U.K. fintech companies’ fears of Brexit triggering an immediate cutoff from Europe were eased somewhat by the European Union's recent proposal of a 21-month transition period beginning next year, but most operations are crafting survival strategies for worst-case scenarios.
So far, fintech companies' options range from relocating to other countries to finding ways to offset negative effects by attempting to “Brexit-proof” their businesses. The latter option can still be a substantial undertaking.
Cardstream, a provider of white-label payment software and services located 150 miles from London, is trying this. The company has restructured its payments systems so users outside the U.K. may easily access its platform in other geographies and manage data compliance and tax jurisdiction details remotely if needed, said CEO Adam Sharpe.
“The moment the referendum result was announced in June 2016, we started working on plans to ensure we’d be ready for every eventuality,” Sharpe said.
It took Cardstream less than two years to reshape its systems, so that processing for European payments, customer data and taxation now may be managed outside the EU while Cardstream remains in the U.K. town of Taunton, Sharpe said.
Other companies are developing similar strategies to work around the potential effects of a “hard” exit, which they fear could abruptly alter the current EU regulations and licenses enabling U.K. fintech companies to seamlessly serve European customers.
A potential nightmare for U.K. financial services companies would be the elimination of the traditional passporting rights U.K. companies rely on to do business across Europe, according to David Parker, CEO of U.K.-based Polymath Consulting.
More than 5,000 U.K. financial firms currently use passporting rights in the EU, and more than 8,000 European financial firms in turn rely on passporting to service U.K. customers, according to reports.
“Imagine the paperwork and effect on businesses if all of these firms need to either set up or find new partners to (continue to) work in the other markets,” Parker said.
Because government agencies are still negotiating terms on many aspects of the U.K.’s separation from the EU, experts say it’s too early to know exactly which processes may change, so many companies are making moves to protect their operations.
While the EU and U.K. governments appear to be working toward a transition period ending about two years from now—which is better than an immediate implementation—that’s still a very tight timeline, according to Parker.
“There’s no getting away from the fact that Brexit will have a major impact and absorb significant amounts of capital and management time just on sorting out aspects of regulation and being regulated, and how much it will all cost is anyone’s guess,” he said.

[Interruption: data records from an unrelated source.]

PR #2247, opened 2026-07-23
Dispose of inactive drafts after 30 days

banderous:
Adds disposal for draft cases inactive for more than 30 days.

  - Identifies inactive draft cases.
  - SDK scheduled task will move them to PendingDisposal.
  - Sets the CCD disposal TTL to trigger central disposal
  - Deletes locally held PCS case data after central disposal.

See [sdk documentation](https://github.com/hmcts/dtsse-ccd-config-generator/blob/master/docs/retain-and-dispose.md) for more details including dry runs & live operations.

### DIFF
--- a/src/main/java/uk/gov/hmcts/reform/pcs/ccd/domain/State.java
+++ b/src/main/java/uk/gov/hmcts/reform/pcs/ccd/domain/State.java
@@ -10,6 +10,7 @@ import uk.gov.hmcts.reform.pcs.ccd.accesscontrol.DefendantAccess;
 import uk.gov.hmcts.reform.pcs.ccd.accesscontrol.GlobalSearchAccess;
 import uk.gov.hmcts.reform.pcs.ccd.accesscontrol.InternalCaseFlagAccess;
 import uk.gov.hmcts.reform.pcs.ccd.accesscontrol.RasValidationAccess;
+import uk.gov.hmcts.reform.pcs.ccd.accesscontrol.SystemUserAccess;
 
 /**
  * All possible PCS case states.
@@ -104,6 +105,11 @@ public enum State {
             GlobalSearchAccess.class},
         hint = "${caseTitleMarkdown}"
     )
-    BREATHING_SPACE
-}
+    BREATHING_SPACE,
 
+    @CCD(
+        label = "Pending Disposal",
+        access = {SystemUserAccess.class}
+    )
+    PendingDisposal
+}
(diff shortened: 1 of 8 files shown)


src/main/java/uk/gov/hmcts/reform/pcs/ccd/domain/State.java
```diff
@@ -104,6 +105,11 @@ public enum State {
...
     )
-    BREATHING_SPACE
-}
+    BREATHING_SPACE,
 
+    @CCD(
+        label = "Pending Disposal",
+        access = {SystemUserAccess.class}
+    )
+    PendingDisposal
```
scottstewart-sl, line 114: Could we have this in upper snake case to match the other enum value here? Or if it has to have this exact name then could you add a comment in the code to say why it is different?

src/main/java/uk/gov/hmcts/reform/pcs/ccd/event/RetainAndDispose.java
```diff
@@ -0,0 +1,37 @@
...
+        configBuilder
+            .event(DISPOSAL_EVENT_ID)
+            .forStateTransition(AWAITING_SUBMISSION_TO_HMCTS, PendingDisposal)
+            .name("Mark draft for disposal")
+            .description("Move an inactive draft into its disposal state")
+            .grant(Permission.CRU, SYSTEM_USER);
+
+        configBuilder
+            .event(CONFIRM_DISPOSAL_EVENT_ID)
+            .forStateTransition(PendingDisposal, PendingDisposal)
```
scottstewart-sl, line 31: Minor - is there a reason for specifying this as a transition rather than just having `.forState(PendingDisposal)` ?

src/main/java/uk/gov/hmcts/reform/pcs/ccd/retention/PcsRetainAndDisposePolicy.java
```diff
@@ -0,0 +1,54 @@
...
+                "inactivityDays", DRAFT_INACTIVITY_DAYS
+            ),
+            Long.class
+        );
+    }
+
+    @Override
+    public void dispose(long caseReference) {
+        pcsCaseRepository.findByCaseReference(caseReference)
+            .ifPresent(pcsCaseRepository::delete);
```
scottstewart-sl, line 52: This would also need to delete from the `DraftCaseDataRepository`, which contains the save and resume answers before the user has submitted them in ExUI.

It's possible that some of the most extreme forecasts about London losing its place as one of the world’s leading fintech centers were overblown, some observers say.

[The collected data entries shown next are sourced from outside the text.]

PR #254, opened 2026-07-31
fix: upgrade brace-expansion to 5.0.7, 1.1.16, 2.1.2 (CVE-2026-13149)

anupamme:
## Summary
Upgrade brace-expansion from 1.1.13 to 5.0.7, 1.1.16, 2.1.2 to fix CVE-2026-13149.

## Vulnerability
| Field | Value |
|-------|-------|
| **ID** | CVE-2026-13149 |
| **Severity** | HIGH |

TheCityUK’s earlier forecasts of more than 100,000 U.K. financial jobs threatened due to Brexit were downgraded to about 3,000, the Wall Street Journal reported last month. And Deutsche Bank, which had threatened to relocate 4,000 employees away from London, instead signed a new lease in the city.

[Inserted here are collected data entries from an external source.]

Issue #195, opened 2023-07-13
🐛Bug: For hover card, add touch event 


jasongitmail:
**Describe the bug**
The Hover Card is currently unusable for mobile users. It's not possible to see the content.

**To Reproduce**
1. Go to https://www.melt-ui.com/docs/builders/hover-card
2. Tap on the example 
3. Nothing is shown 

**Expected behavior**
Contents should be visible to users on mobile devices.

**Smartphone (please complete the following information):**
 - OS: iOS16
 - Browser: safari
 - Version unknown

huntabyte:
When looking at [Radix's Hover Card](https://www.radix-ui.com/docs/primitives/components/hover-card), it also doesn't support touch.

It's a link so when it's touched it should take you to the link, right? Are you expecting it to function as both a touch to open the menu and also a link at the same time? @jasongitmail

jasongitmail:
Ah, in that case I'd suggest updating melt UI's description text for this to be more similar to Radix's ![image](https://github.com/melt-ui/melt-ui/assets/50032291/4db017cb-425d-416d-b30d-71eda56f8ad7) ![image](https://github.com/melt-ui/melt-ui/assets/50032291/bcd9944a-3300-432e-87d4-f79f666b65a9) 
and to include a link as part of the example. 

Otherwise, with the current description, I was expecting more of a tooltip-like behavior.

huntabyte:
Ah yeah, I see why that would cause confusion! We'll update the description, thanks for pointing that out!

PR #242, opened 2023-07-18
[Hovercard] Improve Description

huntabyte:
The current description is misleading, as the hover card is meant to preview content behind a link, rather than a replacement for a popover or tooltip.

Closes: #195


src/docs/content/builders/hover-card.md
```diff
@@ -1,7 +1,6 @@
 ---
 title: Hover Card
-description:
-  Displays additional information or options when the cursor hovers over a particular element.
+description: Enable sighted users to preview content behind a link.
```
TGlide, line 3:
```suggestion
description: Enable sighted users to preview content behind a link with mouse hover or keyboard focus.
```

Otherwise it's still not clear that touch events don't change it

geerew: Would it be worth having a call out? Make it abundantly clear that this will not render for pointer event on mobile. It is purely for keyboard/mouse events

huntabyte: @geerew Yeah I think that's a good idea tbh, to avoid any future issues around it. I'll add one somewhere toward the beginning of the docs!

huntabyte:
Not sure why this is failing CI 🤔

“A fintech requires a number of things, including access to capital, skilled people and the right environment for innovation, and all of these things are still very much present in the U.K. To the extent the U.K. is still the bridge between the U.S. and Europe, it will likely continue to remain a fintech hub,” Parker said.
In the case of a hard Brexit, companies servicing European-regulated customers that want to continue operating from within the U.K. would likely be forced to add locations elsewhere in Europe, he said.
Cardstream is determined to remain in England, even if Brexit forces major changes, and its proximity to London is a key reason, CEO Sharpe said.
“Fintech in London has always been outward-looking, and thus has attracted the best ideas, talent and—importantly—capital from around the globe. Fintech businesses that started here generally are designed from the ground up to work well beyond European borders,” he said.
The EU and U.K. governments recently discussed a transition, or implementation period, beginning March 29, 2019 and ending Dec. 31, 2020, but details about how and when U.K. businesses must comply with any new regulations are unclear.
Sharpe remains optimistic.
“A ‘hard’ Brexit may cause a hiccup, but many U.K.-based fintech operations’ international business models will work—they just may need to make some operational changes and ensure their strategic suppliers have also taken the necessary steps," Sharpe said. "The most important thing is to plan ahead and not be caught out.”